PR #753, opened 2018-06-15
No loading sign if fetching more posts.

mitjade:
Do not show loading sign if you fetch more posts and some posts are already loaded.


vlasenko:
Thanlk you Mitja!

PR #63, opened 2017-01-13
disable apps using company logos without permission

zeke:
I have consulted with our legal team, and they have advised us to disallow apps that are using the names of other companies or icons that we find too similar to the logos of other companies without verifying their permission to do so.

That said, we would love to continue featuring all of these apps on our site. If you are an author of one of these apps and would like to see it on the site again, please open a PR that updates the icon file and removes the `disabled: true` line from the app's yml file.

Apologies for the inconvenience, and thanks for your understanding.

cc @terkelg @sindresorhus @MedZed @morkro

### DIFF
--- a/apps/caprine/caprine.yml
+++ b/apps/caprine/caprine.yml
@@ -8,3 +8,4 @@ keywords:
     - social
     - facebook
 license: MIT
+disabled: true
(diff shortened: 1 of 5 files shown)


zeke:
Slack HQ reached out to us and asked that "Slack Catchup" be removed. As stated above, please feel free to make the necessary changes (in this case changing the name of the app) and we will happily re-enable your app on the site.

cc @sivaramsi @paulcbetts

terkelg:
No problem, thanks for the heads up @zeke. I'll update the Ramme icon as soon as possible. 👍

PR #69, opened 2017-01-17
Add illyriad

benaadams:
Steam game using electron and [Greenworks](https://github.com/greenheartgames/greenworks)


zeke:
Thanks!

I don't know much about the Steam platform. Is there any special work required to get Electron apps to run on it, or to be accepted in to the Steam store?

benaadams:
Its a little involved...

To be accepted you first have to go through Steam Greenlight where you propose [the idea of your game](https://steamcommunity.com/sharedfiles/filedetails/?id=323081123) for the platform and the Steam using public vote on whether they feel they would play the game.

After that you need to properly integrate with the platform, accounts, etc; and Value do extensive Q&A to ensure the game works and that you have integrated properly before they will let you release.

Luckily https://github.com/greenheartgames/greenworks provides a node wrapper for the native dlls for Electron and NW and provides instructions on how to integrate on the readme page.

However, there are some common issues covered in the [Troubleshooting](https://github.com/greenheartgames/greenworks/wiki/Troubleshooting) section. Most notably is having to have a canvas drawing every frame and running the gpu inprocess, so the Steam overlay works.

Once you've done those bits though it works very well and preforms well.

zeke:
Thanks for the info.

I looks like this game is only available on Windows:

screen shot 2017-01-17 at 10 05 53 am

Can Steam games run on other platforms?

benaadams:
Yes, we are looking to bring out mac and linux electron-based versions after we've ironed out any launch bugs.

zeke:
👍

PR #70, opened 2017-01-17
Add ReqView

liborbus:


zeke:
Thanks, @liborbus. The term "requirements management" is new to me, and probably others as well. I would suggest updating the description to use more familiar terms.

That said, this is just a suggestion. If you want me to merge this as-is, I will. 👍

liborbus:
@zeke, you are right. This keyword doesn't make much sense for categorization of electron apps. I removed it.

PR #71, opened 2017-01-19
Update destroyer.yml

mashaal:


zeke:
FYI the new search [includes keywords](https://github.com/electron/electron.atom.io/blob/6d4a6d6785e4d049ab439ada05f6e761342437a8/_pages/apps.html#L27-L29), even though they aren't visible on the page. I would suggest sticking to the old title without '/Music', as a search for 'music' will still find this app because of the newly added keyword.

mashaal:
thanks! the new search looks great by the way 😇

zeke:
Glad you like it. We'll keep iterating. :)

PR #73, opened 2017-01-19
Adding Zector to Electron apps directory

jay3sh:
Zector is suite of Vector graphics tools designed for graphics
artists. Each application in this suite is built using Electron.
The applications are proprietory, but are available for download
for the purpose of proving that they are built on top of Electron.

You can download from this URL: http://zector.io/download


zeke:
Thanks!

PR #75, opened 2017-01-20
Added Cerebro app

KELiON:
Yet another cross-platform extendable open-source launcher. It is built with js, Electron and React. Cerebro is focused on extendability, speed, good UI and UX. In most cases, you don't need to launch another application – you can see everything in Cerebro, i.e. google maps, films on IMDB, results of shell scripts or gifs


zeke:
👍

PR #76, opened 2017-01-20
Add opale-messenger app

DavidMellul:
Hi ! 

I'd like my project to be added to this list. 
The reasons why it should be included : https://github.com/DavidMellul/Opale-Messenger
In summary, it's a wrapper for Facebook Messenger, but it comes with the android-like bubble.

Thank you in advance.
Cheers.


zeke:
Thanks for submitting. What is an "android-like bubble"?

DavidMellul:
Hey !
By android-like bubble I mean, when you're on Messenger on your Android, you have a bubble (maybe it's not like that it's called ? ).
Here is an image of what I'm talking about : 
image

Thank you for your consideration.

PR #77, opened 2017-01-23
Add Coypu

bkzl:
The idea behind Coypu is to make a week planner with the text-editor-like interface to input data. It means you can f.e. add new tasks using enter, jump between todos with arrow keys, use backspace to remove existing entries or complete tasks with the tab key.

Free, actively developed and works offline. Built with Vue.js, Electron and PouchDB.

👉 https://coypu.co


zeke:
Looks nice!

════════

Take the lines above from the one containing "In summary, it's" to the one containing "The idea behind" and retype them exactly, both ends included, with nothing added.

In summary, it's a wrapper for Facebook Messenger, but it comes with the android-like bubble.

Thank you in advance.
Cheers.


zeke:
Thanks for submitting. What is an "android-like bubble"?

DavidMellul:
Hey !
By android-like bubble I mean, when you're on Messenger on your Android, you have a bubble (maybe it's not like that it's called ? ).
Here is an image of what I'm talking about : 
image

Thank you for your consideration.

PR #77, opened 2017-01-23
Add Coypu

bkzl:
The idea behind Coypu is to make a week planner with the text-editor-like interface to input data. It means you can f.e. add new tasks using enter, jump between todos with arrow keys, use backspace to remove existing entries or complete tasks with the tab key.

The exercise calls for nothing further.